Sabía que Sapor se había vuelto a Ctesifonte, después de despedir a los sátrapas; pero mantenía guarnecida y como frontera sustancial la línea del medio y del bajo Eufrates. Por mis informaciones tenía conocimiento de que la guerra había quebrantado a los persas, que sintieron un inmenso alivio con la retirada de nuestras tropas; porque habían tenido que desarrollar la lucha en dos frentes: en Oriente, con los nómadas de las estepas, y en Occidente, con el imperio romano. En este momento, se disponían a celebrar el fin de la guerra que, naturalmente, habían considerado una singular victoria.

Aunque el camino habría sido más cómodo por el sur, lo deseché porque Palmira controlaba ahora esa ruta y, como embajador de Filipo que era, a buen seguro que me habrían crucificado nada más poner los pies en sus dominios. Aun así, emprendí la ruta septentrional con miedo, aunque llevaba toda clase de salvoconductos y declaraciones de buenas intenciones en documentos redactados en persa, medio, parto y griego.

La gran carretera partía de Sardes y cruzaba Lidia y Frigia, para entrar en Capadocia y, después, en Cilicia. Nosotros teníamos que tomarla a la altura de Metilene, en el trecho armenio que se consideraba peligroso, por la necesidad de vadear cuatro ríos: el Tigris alto, los dos Zap (Mayor y Menor) y el Diyala. Después de este último trayecto se llegaba finalmente a la ciudad de Susa, que era la puerta de acceso a la Pérsida, tras haber atravesado diferentes paisajes y vegetaciones.

Las tierras altas eran muy duras, como los trayectos, peñascosos y escarpados, donde soplaban los helados vientos otoñales, bajo el dominio de las siluetas de los armenios, que nos contemplaban desde lo alto de los despeñaderos como una amenaza damoclina cerniéndose sobre nuestras cabezas. Pero ignoraron nuestro paso y no dejaron caer ni una de sus temidas rocas. Supongo que su señor persa les había ordenado que respetaran la única vía comercial que les abría paso ahora al Occidente.

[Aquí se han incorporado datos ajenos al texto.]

PR #1552, opened 2026-02-21
fix: use atomic counter for openFile IDs to prevent reuse after close

Aman-Cool:
**Description**

When you open and close files using `filesystem.openFile`, file IDs are generated using `openedFiles.size()`. This works until any file is closed — the map shrinks, the next open reuses an existing ID, and the old `ifstream*` is silently overwritten. Reads from the victim ID now return data from the wrong file with no error.

This PR replaces the `size()` call with an `atomic<int>` counter, the same pattern already used for process IDs in `os.cpp`.

---

**Why the counter approach is needed**

`openedFiles.size()` only produces unique IDs if entries are never removed. The moment `updateOpenedFile` closes a file and erases the map entry, the next `openFile` call computes an ID that may already be occupied. `std::map::operator[]` on an existing key silently replaces the value — no error, no warning, wrong file handle from that point on. The leaked `ifstream*` also holds the OS file descriptor open until process exit, locking the file on Windows.

---

**Changes**

- Add `atomic<int> nextVirtualFileId(0)` alongside the existing `openedFiles` map in `api/fs/fs.cpp`
- Replace `openedFiles.size()` with `nextVirtualFileId++` in `fs::openFile()`

---

**How to test**

1. Open three files via `Neutralino.filesystem.openFile`
2. Close the first one via `updateOpenedFile` with `event: 'close'`
3. Open a fourth file — note the returned ID
4. Read from the third file's ID
5. Confirm data comes from the correct file, not the newly opened one
6. Verify no file descriptor leak across repeated open/close cycles

---

**Deploy notes**

Companion type definition update may be needed in `neutralinojs/neutralino.js` if `openFile` return types are documented there.

### DIFF
--- a/api/fs/fs.cpp
+++ b/api/fs/fs.cpp
@@ -197,12 +197,12 @@ bool writeFile(const fs::FileWriterOptions &fileWriterOptions) {
 }
 
 int openFile(const string &filename) {
-    int virtualFileId = nextFileId++;
     ifstream *reader = new ifstream(CONVSTR(filename), ios::binary);
     if(!reader->is_open()) {
         delete reader;
         return -1;
     }
+    int virtualFileId = nextFileId.fetch_add(1);
     lock_guard<mutex> guard(openedFilesLock);
     openedFiles[virtualFileId] = reader;
     return virtualFileId;


prasu-baran:
@Aman-Cool  nice implementation but this increment which you added will in long term cause problem for us as even for no  file opened it is still incrementing so I would suggest to perform this increment at later after return -1 this would be more appropriate

api/fs/fs.cpp
```diff
@@ -195,7 +197,7 @@ bool writeFile(const fs::FileWriterOptions &fileWriterOptions) {
 }
 
 int openFile(const string &filename) {
-    int virtualFileId = openedFiles.size();
+    int virtualFileId = nextFileId++;
```
SharonIV0x86:
```suggestion
    int virtualFileId = nextFileId.fetch_add(1);
```

Thoughts?

api/fs/fs.cpp
```diff
@@ -195,7 +197,7 @@ bool writeFile(const fs::FileWriterOptions &fileWriterOptions) {
 }
 
 int openFile(const string &filename) {
```
SharonIV0x86: It seems like you are incrementing the counter a bit early.
There is a possibility that the file opening operation fails at this point 

```cpp
if(!reader->is_open()) {
        delete reader;
        return -1;
    }
```
So you "consume" a file ID even though no file was successfully opened.
It would be better if you increment and assign after the if condition.

api/fs/fs.cpp
Aman-Cool: Makes sense! Though `nextFileId++` on `std::atomic<int>` is equivalent, the `++` operator is overloaded to do an atomic fetch_add internally. Happy to apply it for explicitness if you prefer, but I'll also be moving the increment to after the `is_open()`.

PR #1554, opened 2026-02-21
refactor: Refactored storage tests.

SharonIV0x86:
## Description
The current storage tests in ``/spec/storage.spec.js`` are coupled together. Tests share a common ``.storage``(sharing a common dir is fine) directory without cleanup. Some tests depend on keys created by previous tests. Reordering tests or running them individually may cause failures. In future if we run the test cases in parallel it can cause failures due to test dependency. Or if the order of execution of tests is change it can also cause failures.

This matters because, test results should not depend on execution order. Future contributors adding tests could unintentionally break existing ones

## Changes proposed
- Added beforeEach hook to clear storage before each test.
- Removed order-dependent assertions.
- Ensured each test verifies only what it creates.
- Made storage.getKeys assertions deterministic.

## How to test it
go to the /spec folder.
run the following commands in order.
- npm install
- npm run test storage

## Deploy notes
None.

I have tried to keep the tests behavior similar to the ones before.

### DIFF
--- a/spec/storage.spec.js
+++ b/spec/storage.spec.js
@@ -1,46 +1,51 @@
 const assert = require('assert');
-
 const runner = require('./runner');
 
 describe('storage.spec: storage namespace tests', () => {
 
+    beforeEach(() => {
+        runner.run(`
+            await Neutralino.storage.clear();
+            await __close('done');
+        `);
+        assert.strictEqual(runner.getOutput(), 'done');
+    });
+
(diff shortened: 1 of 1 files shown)


shalithasuranga:
We would like to keep `assert.ok` to be consistent with other parts of the test suite. We can improve the whote test suite later if needed. Thanks for sending this :tada:

PR #1556, opened 2026-02-21
feat(webview): open window.open / NewWindowRequested URLs in system browser (Windows)

### LINKED ISSUE #1555: Handle window.open / NewWindowRequested by opening URL in system browser
**Description** 
When the app runs in window mode, calls to window.open(url) or links with target="_blank" are handled by the embedded WebView’s default behavior (e.g. in-place navigation or an empty/popup window). There is no way to have these open in the user’s default system browser instead.|

**Solution which can be implemented** 
Handle the WebView’s “new window requested” event and open the requested URL in the system default browser (same behavior as Neutralino.os.open(url)), and mark the event as handled so the WebView does not open its own window.
**Windows (WebView2):** Implement ICoreWebView2NewWindowRequestedEventHandler. In the handler: get URI from the event → ShellExecuteW(nullptr, L"open", uri, ...) → put_Handled(TRUE).
**Linux (GTK/WebKit):** Connect to the WebKit “create” / new-window signal → get URL → xdg-open (or equivalent) → indicate handled so WebKit doesn’t create a new view.
**macOS (WKWebView):** Implement the WKUIDelegate method for new window requests → get URL → open with system (e.g. open command) → cancel default new window.

**Alternatives which can be considered to be used**
Using Neutralino.os.open(url) instead of window.open(url): works but requires changing all window.open and target="_blank" usage in the app and doesn’t help generic links.
Leaving current behavior: window.open and target="_blank" keep using WebView default behavior, which is often not desirable for external links.

**Benefits**
Same frontend code works in PWA and desktop: window.open() and target="_blank" links open in the system browser in the desktop build.
No need to replace every window.open / target="_blank" with Neutralino.os.open or custom click handlers.

malladinagarjuna2:
**Description**
fixes #1555 
**Summary**

When the app calls window.open(url) or the user clicks a link with target="_blank", the requested URL is now opened in the system default browser instead of using the WebView’s default behavior (e.g. in-place navigation or empty popup).
Problem
Neutralino did not handle the WebView’s “new window requested” event. As a result:
window.open("https://...") and target="_blank" links did not open in the system browser.
Apps had to use Neutralino.os.open(url) and custom click handlers instead of standard web behavior.

**Solution**
Windows (WebView2): Implemented ICoreWebView2NewWindowRequestedEventHandler. On new-window requests we:
Read the URI from the event.
Open it with ShellExecuteW(..., L"open", uri, ...) (system default browser).
Call put_Handled(TRUE) so the WebView does not open its own window.

**Changes**
lib/webview/webview.h
Included <shellapi.h> and linked Shell32.lib.
webview2_com_handler now implements ICoreWebView2NewWindowRequestedEventHandler.
Registered with webview->add_NewWindowRequested(this, &token).
New Invoke(..., ICoreWebView2NewWindowRequestedEventArgs*) handler that opens the URI in the system browser and marks the event as handled.

**Testing**
Build and run the app in window mode.
In the page, run window.open("https://example.com") or click a link with target="_blank" to an external URL.
The URL should open in the default system browser (e.g. Chrome/Edge), and no extra window should appear in the app.
Platform

**Windows:** Implemented (WebView2).
**Linux (GTK/WebKit) and macOS (Cocoa):** Not included in this PR; can be added in a follow-up.

**References**
**MDN:** Window.open()
**WebView2:** NewWindowRequested

### DIFF
--- a/lib/webview/webview.h
+++ b/lib/webview/webview.h
@@ -745,12 +745,14 @@ using browser_engine = cocoa_wkwebview_engine;
 
 #define WIN32_LEAN_AND_MEAN
 #include <Shlwapi.h>
+#include <shellapi.h>
 #include <codecvt>
 #include <stdlib.h>
 #include <windows.h>
 
 #pragma comment(lib, "user32.lib")
 #pragma comment(lib, "Shlwapi.lib")
+#pragma comment(lib, "Shell32.lib")
 
 // Edge/Chromium headers and libs
 #include "webview2.h"
@@ -888,7 +890,8 @@ private:
       : public ICoreWebView2CreateCoreWebView2EnvironmentCompletedHandler,
         public ICoreWebView2CreateCoreWebView2ControllerCompletedHandler,
         public ICoreWebView2WebMessageReceivedEventHandler,
-        public ICoreWebView2PermissionRequestedEventHandler {
+        public ICoreWebView2PermissionRequestedEventHandler,
+        public ICoreWebView2NewWindowRequestedEventHandler {
     using webview2_com_handler_cb_t =
         std::function<void(ICoreWebView2Controller *)>;
 
@@ -915,6 +918,7 @@ private:
       controller->get_CoreWebView2(&webview);
       webview->add_WebMessageReceived(this, &token);
       webview->add_PermissionRequested(this, &token);
+      webview->add_NewWindowRequested(this, &token);
 
       m_cb(controller);
       return S_OK;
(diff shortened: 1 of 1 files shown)


malladinagarjuna2:
ok will implement that too but i don't have macos to test  it

malladinagarjuna2:
@shalithasuranga  sir could you please review my pr

shalithasuranga:
We need to discuss this behavior by comparing it with other frameworks. Closing until we finish the discussions. Thanks so much :tada:

PR #1557, opened 2026-02-21
fix: Fix CI failure on darwin due to ``window.snapshot``.

SharonIV0x86:
## Description
I noticed that the CI tests are failing on darwin due to ``window.snapshot``. ``window.snapshot`` being the topmost test is failing and all the consecutive ``window`` tests are getting skipped.

## Changes proposed
This PR updates the macOS implementation of ``window.snapshot`` to use the modern ``ScreenCaptureKit`` workflow in a way that is compatible with the macOS 15 SDK. The previous implementation attempted to construct an ``SCWindow`` instance directly using a selector that is no longer available at runtime on recent macOS versions, which caused crashes in CI when building against newer SDKs. 

The new implementation retrieves the list of shareable windows via ``SCShareableContent``, selects the current window by its ``windowNumber``, and performs the capture using ``SCScreenshotManager``. The asynchronous capture API is synchronized using a semaphore so that the existing synchronous function contract is preserved. 

This resolves the macOS CI failure while keeping the implementation aligned with Apple’s current ``ScreenCaptureKit`` usage model.

## How to test it
Run the CI.

 - Run specs/tests

## Next steps
Check if the snapshot functionality works as intended. And fix the code formatting.

None.

## Deploy notes

None.

### DIFF
--- a/api/window/window.cpp
+++ b/api/window/window.cpp
@@ -1093,33 +1093,33 @@ bool snapshot(const string &filename) {
     GdkPixbuf *screenshot = gdk_pixbuf_get_from_window(window, x, y, width, height);
     return gdk_pixbuf_save(screenshot, filename.c_str(), "png", nullptr, nullptr);
 
-#elif defined(__APPLE__)
+    #elif defined(__APPLE__)
 
-if (@available(macOS 12.3, *)) {
+    if (@available(macOS 12.3, *)) {
 
-    long winId =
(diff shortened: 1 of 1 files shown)


prasu-baran:
no issues just referring if want help can see the codebase

shalithasuranga (approved):
Thanks so much :)

PR #1560, opened 2026-02-24
fix: memory leaks in the tray management system

NipunSGeeTH:
## Description
This pull request fixes persistent memory leaks in the tray management system. Previously, tray icon resources (like HICON on Windows and NSImage on macOS) were allocated every time the tray was updated but were never released, leading to increasing memory consumption.

## Changes proposed

   Added platform-specific cleanup logic in setTray
 to release the previous icon before allocating a new one.
Implemented proper resource disposal in cleanupTray to ensure all icon memory is freed when the application closes or the tray is removed.

## How to test it
- Initialize the tray and update the icon multiple times via the API.
- Monitor the application's memory usage to ensure it remains stable instead of growing with each update.
- Close the application and verify that tray resources are correctly released.

 - Run specs/tests

## Next steps

None.

## Deploy notes

None.

### DIFF
--- a/api/os/os.cpp
+++ b/api/os/os.cpp
@@ -88,6 +88,20 @@ bool isTrayInitialized() {
 void cleanupTray() {
     if(os::isTrayInitialized()) {
         tray_exit();
+#if defined(_WIN32)
+        if (tray.icon) {
+            DestroyIcon(tray.icon);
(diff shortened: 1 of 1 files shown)


shalithasuranga (approved):
Thanks so much for your contribution :tada:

Nos juntamos con algunas caravanas que llegaban desde el oeste y con rebaños de ganado extenuado a causa del desplazamiento. Al cruzar las aldeas de las montañas, observé lo delgados que estaban los campesinos y con cuánto rencor nos miraban. Para ellos, persas, partos o romanos eran lo mismo: guerra, malas cosechas, saqueo y hambre. Eran unos campos demasiado pobres y de ellos se habían servido ya muchos ejércitos. Sin embargo, se inclinaban reverentemente a nuestro paso. Para ellos una comitiva con carros y soldados representaba a un señor de la guerra; era algo que llevaban en la sangre desde hacía mil años.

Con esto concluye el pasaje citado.